On Sunday, June 26, 2022, the widely praised New Testament scholar, Professor Amy-Jill Levine, will be awarded the first ever SEELISBERG PRIZE
The SEELISBERG PRIZE honors Amy-Jill Levine for the major role her scholarship and teaching over several decades has played in building a new and mutually enriching relationship between Jews and Christians.
A joint endeavor of the International Council of Christians and Jews and the Centre for Intercultural Theology and the Study of Religion at the University of Salzburg, the SEELISBERG PRIZE will be bestowed annually on a person who has contributed to Jewish-Christian understanding through their academic excellence and the outstanding communication of their research and insights to a wide audience.
“We would like to offer exemplars of interreligious rapprochement to the general public,” says Prof. Gregor Maria Hoff of the University of Salzburg. “We want to spotlight those individuals who have been its champions.”
In its inaugural year, the SEELISBERG PRIZE marks the 75th anniversary of the ground-breaking gathering that occurred in the small Swiss village of Seelisberg from 30 July to 5 August 1947. This conference not only led to the establishment of the International Council of Christians and Jews, but also issued the very influential statement "A Call to the Churches: The Ten Points of Seelisberg" to address perennial Christian teachings of contempt for Jews and Judaism.
“This statement,” observes ICCJ President Liliane Apotheker, “is widely recognized as launching the transformation in relations between Jews and Christians that has unfolded over the past seventy-five years. It is very important that people today recognize and celebrate this transformation.”

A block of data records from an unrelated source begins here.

PR #214, opened 2024-06-11
update psimulate for new results processing

stevebachmeier:
### Description

- *Category*:  refactor, feature
- *JIRA issue*: https://jira.ihme.washington.edu/browse/MIC-5096

### Changes and notes
 
This updates vct/psimulate to work with the new results processing approach.
Changes include:

- Updates to writing out since we now have a dictionary of datasets instead of a single dataset
- Without a single results dataset output.hdf, I instead write out a new 
  finished_sim_metadata.csv that has all of the non-results columns which
  are used by vct to determine job status
- Fixes to the long-standing job status update bug when restarting.

### Testing

pytests pass. I also ran test sims (child model but with only
mortality and base population):

- `psimulate run`
- `psimulate restart` (I ctrl+c'ed out of a sim to test this)
- `psimulate expand`
- --no-batch option
- batching (the batch size is currently hard-coded as 200). The test sim I was
  running was size 8 so I changed batch size to 2.

### DIFF
--- a/src/vivarium_cluster_tools/psimulate/model_specification.py
+++ b/src/vivarium_cluster_tools/psimulate/model_specification.py
@@ -11,7 +11,7 @@ from typing import Optional
 
 import yaml
 from layered_config_tree import LayeredConfigTree
-from layered_config_tree.exceptions import ConfigurationError
+from layered_config_tree.exceptions import ConfigurationError, ConfigurationKeyError
 from loguru import logger
 from vivarium.framework.artifact import parse_artifact_path_config
 from vivarium.framework.configuration import build_model_specification
--- a/src/vivarium_cluster_tools/psimulate/results/processing.py
+++ b/src/vivarium_cluster_tools/psimulate/results/processing.py
@@ -58,9 +58,8 @@ def _concat_metadata(
     # Skips all the pandas index checking because columns are in the same order.
     start = time.time()
 
-    to_concat = [df.reset_index(drop=True) for df in new_metadata]
-    if not old_metadata.empty:
-        to_concat += [old_metadata.reset_index(drop=True)]
+    to_concat_old = [old_metadata.reset_index(drop=True)] if not old_metadata.empty else []
+    to_concat = to_concat_old + [df.reset_index(drop=True) for df in new_metadata]
 
     updated = _concat_preserve_types(to_concat)
 
@@ -77,15 +76,15 @@ def _concat_results(
     results = {}
     metrics = {key for new in new_results for key in new.keys()}
     for metric in metrics:
-        to_concat = [
+        to_concat_old = (
+            [old_results[metric].reset_index(drop=True)] if metric in old_results else []
+        )
+        to_concat = to_concat_old + [
             df.reset_index(drop=True)
             for result in new_results
             for met, df in result.items()
             if met == metric
         ]
-
-        if metric in old_results:
-            to_concat += [old_results[metric].reset_index(drop=True)]
 
         results[metric] = _concat_preserve_types(to_concat)
 
--- a/src/vivarium_cluster_tools/psimulate/results/processing.py
+++ b/src/vivarium_cluster_tools/psimulate/results/processing.py
@@ -6,70 +6,122 @@ Results Processing
 Tools for processing and writing results.
 
 """
+
 import time
 from pathlib import Path
-from typing import List, Tuple, Union
+from typing import Dict, List, Tuple
 
 import numpy as np
 import pandas as pd
 from loguru import logger
 
 from vivarium_cluster_tools import utilities as vct_utils
+from vivarium_cluster_tools.psimulate.paths import OutputPaths
 
 
 def write_results_batch(
-    output_directory: Path,
-    written_results: pd.DataFrame,
-    unwritten_results: List[pd.DataFrame],
+    output_paths: OutputPaths,
+    existing_metadata: pd.DataFrame,
+    existing_results: Dict[str, pd.DataFrame],
+    unwritten_metadata: List[pd.DataFrame],
+    unwritten_results: List[Dict[str, pd.DataFrame]],
     batch_size: int = 50,
-) -> Tuple[pd.DataFrame, List[pd.DataFrame]]:
+) -> Tuple[
+    pd.DataFrame, List[pd.DataFrame], Dict[str, pd.DataFrame], List[Dict[str, pd.DataFrame]]
+]:
+    """Write batch of results and finished simulation metadata to disk."""
+    logger.info(f"Writing batch of {batch_size} results.")
+    new_metadata_to_write, unwritten_metadata = (
+        unwritten_metadata[:batch_size],
+        unwritten_metadata[batch_size:],
+    )
     new_results_to_write, unwritten_results = (
         unwritten_results[:batch_size],
         unwritten_results[batch_size:],
     )
-    results_to_write = _concat_results(written_results, new_results_to_write)
+    metadata_to_write = _concat_metadata(existing_metadata, new_metadata_to_write)
+    results_to_write = _concat_results(existing_results, new_results_to_write)
 
     start = time.time()
-    _safe_write_results(results_to_write, output_directory / "output.hdf")
+    # write out updated metadata and results
+    for metric, df in results_to_write.items():
+        _safe_write(df, output_paths.results_dir / f"{metric}.parquet")
+    _safe_write(metadata_to_write, output_paths.finished_sim_metadata)
     end = time.time()
-    logger.info(f"Updated output.hdf in {end - start:.4f}s.")
-    return results_to_write, unwritten_results
+    logger.info(f"Updated results in {end - start:.4f}s.")
+    return metadata_to_write, unwritten_metadata, results_to_write, unwritten_results
 
 
-def _concat_results(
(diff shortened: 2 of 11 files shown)


src/vivarium_cluster_tools/psimulate/runner.py
```diff
@@ -66,37 +84,55 @@ def process_job_results(
...
             )
             logger.info(f"Unwritten results: {len(unwritten_results)}")
             logger.info(f"Elapsed time: {(time() - start_time) / 60:.1f} minutes.")
-        return status
+
+    return status
 
 
-def load_existing_outputs(result_path: Path, restart: bool) -> pd.DataFrame:
+def load_existing_output_metadata(result_path: Path, restart: bool) -> pd.DataFrame:
```
rmudambi, line 106: Nit:
```suggestion
def load_existing_output_metadata(metadata_path: Path, restart: bool) -> pd.DataFrame:
```

src/vivarium_cluster_tools/psimulate/runner.py
```diff
@@ -66,37 +84,55 @@ def process_job_results(
...
     assert (
-        existing_outputs.empty or restart
+        existing_output_metadata.empty or restart
     ), "How do you have existing outputs on an initial run?"
-    return existing_outputs
+    return existing_output_metadata
+
+
+def load_existing_results(result_path: Path, restart: bool) -> Dict[str, pd.DataFrame]:
+    filepaths = list(result_path.glob("*.parquet"))
```
rmudambi, line 118: Does this have to be converted to a list?

src/vivarium_cluster_tools/psimulate/runner.py
```diff
@@ -66,37 +84,55 @@ def process_job_results(
...
     if num_jobs_completed:
         logger.info(
-            f"{num_jobs_completed} of {len(keyspace)} jobs completed in previous run."
+            f"{num_jobs_completed} of {total_num_jobs} jobs completed in previous run."
         )
-    if num_jobs_completed != len(existing_outputs):
-        extra_jobs_completed = num_jobs_completed - len(existing_outputs)
+    if num_jobs_completed != len(finished_sim_metadata):
+        extra_jobs_completed = num_jobs_completed - len(finished_sim_metadata)
         logger.warning(
```
rmudambi, line 136: Out of scope, but are we sure this shouldn't be an error rather than a warning?

src/vivarium_cluster_tools/psimulate/runner.py
```diff
@@ -167,6 +203,7 @@ def main(
     # a cartesian product representation of the parameter space and
     # branches is a flat representation with the product expanded out.
     keyspace.persist(output_paths.keyspace, output_paths.branches)
+    total_num_jobs = len(keyspace)
```
rmudambi, line 206: Nit: it's generally preferred to define variables as close as possible to their first usage unless there is some reason not to do so.

src/vivarium_cluster_tools/psimulate/worker/vivarium_work_horse.py
```diff
@@ -80,20 +90,23 @@ def work_horse(job_parameters: dict) -> pd.DataFrame:
...
+
         idx = pd.MultiIndex.from_tuples(
             [(job_parameters.input_draw, job_parameters.random_seed)],
             names=["input_draw_number", "random_seed"],
         )
-        output_metrics = pd.DataFrame(metrics, index=idx)
-        for k, v in collapse_nested_dict(job_parameters.branch_configuration):
-            output_metrics[k] = v
-        return output_metrics
+        finished_results_metadata = pd.DataFrame(index=idx)
```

“An international selection committee quickly determined that Prof. Levine would be the ideal recipient of this first Seelisberg Prize,” says Anette Adelmann, the ICCJ’s General Secretary. “Honorees will be research fellows for part of the academic year at the University of Salzburg, featured speakers at the annual ICCJ conference, and will receive an award of €10,000, generously donated by a foundation supporting Jewish-Christian and interreligious dialogue.”
Dr Amy-Jill Levine is the Rabbi Stanley M. Kessler Distinguished Professor of New Testament and Jewish Studies at Hartford International University for Religion and Peace, University Professor of New Testament and Jewish Studies Emerita, Mary Jane Werthan Professor of Jewish Studies Emerita, and Professor of New Testament Studies Emerita at Vanderbilt University; she is also Affiliated Professor at the Woolf Institute, Centre for the Study of Jewish-Christian Relations, Cambridge UK.

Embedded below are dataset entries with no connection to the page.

PR #217, opened 2024-06-28
Bugfix/sbachmei/mic 5139 export pythonhashseed

stevebachmeier:
### Description

- *Category*:  bugfix
- *JIRA issue*: https://jira.ihme.washington.edu/browse/MIC-5139

### Changes and notes
 It turns out that we don't actually need to export the var
when launching off psimulate sruns - they're passed automatically.
So all I've done is raise early on if it's not set.

### Testing

tests pass. I also tried launching a psimulate w/o it set (all jobs failed)
and w/ it set (...all jobs also failed but NOT from the PYTHONHASHSEED
error and the jobs did indeed start running)

### DIFF
--- a/.github/workflows/build.yml
+++ b/.github/workflows/build.yml
@@ -22,6 +22,8 @@ jobs:
         shell: bash -le {0}
     steps:
       - uses: actions/checkout@v3
+      - name: Set PYTHONHASHSEED
+        run: echo "PYTHONHASHSEED=42" >> $GITHUB_ENV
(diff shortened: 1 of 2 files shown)


albrja (approved):

hussain-jafari (approved):

stevebachmeier:
NOTE: We decided not to merge this change because we feel the onus should be on the designer/implementer to ensure they are working with different data structures correctly. We also intend to add e2e tests to test against reproducibility.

Holding a B.A. from Smith College, M.A. and Ph.D. from Duke University, and honorary doctorates from the University of Richmond, the Episcopal Theological Seminary of the Southwest, the University of South Carolina-Upstate, Drury University, Christian Theological Seminary, and Franklin College, Professor Levine has been awarded grants from the Mellon Foundation, the National Endowment for the Humanities, and the American Council of Learned Societies and received in 2019 the Shevet Achim Award of the Council of Centers on Jewish-Christian Relations (CCJR).
In spring 2019 she was the first Jew to teach New Testament at Rome’s Pontifical Biblical Institute; in 2021, she was elected to the American Academy of Arts and Sciences.
Beside authoring nearly two dozen monographs and books, she co-edited The Jewish Annotated New Testament, edited the 13-volume Feminist Companion to the New Testament and Early Christian Writings, and is on the editorial board of the Encyclopedia of Christian-Jewish Relations. She is also the New Testament editor of the new Oxford Biblical Commentary Series.
“Her astonishing productivity,” Hoff notes, “stems from her lifelong commitment to bringing the fruits of her scholarship to the general public and to promoting positive interactions between Jews and Christians.”
At the award ceremony in Frankfurt am Main, Germany on June 26th, Prof. Levine will deliver an address entitled, “Learning about Jews by Reading the New Testament,” which reflects her conviction, expressed several years ago, that in studying the New Testament she enriched her own Jewish identity.
This enrichment that results when Jews and Christians learn from each other’s texts is a reality that the ICCJ and the University of Salzburg are dedicated to promoting among Christians and Jews alike.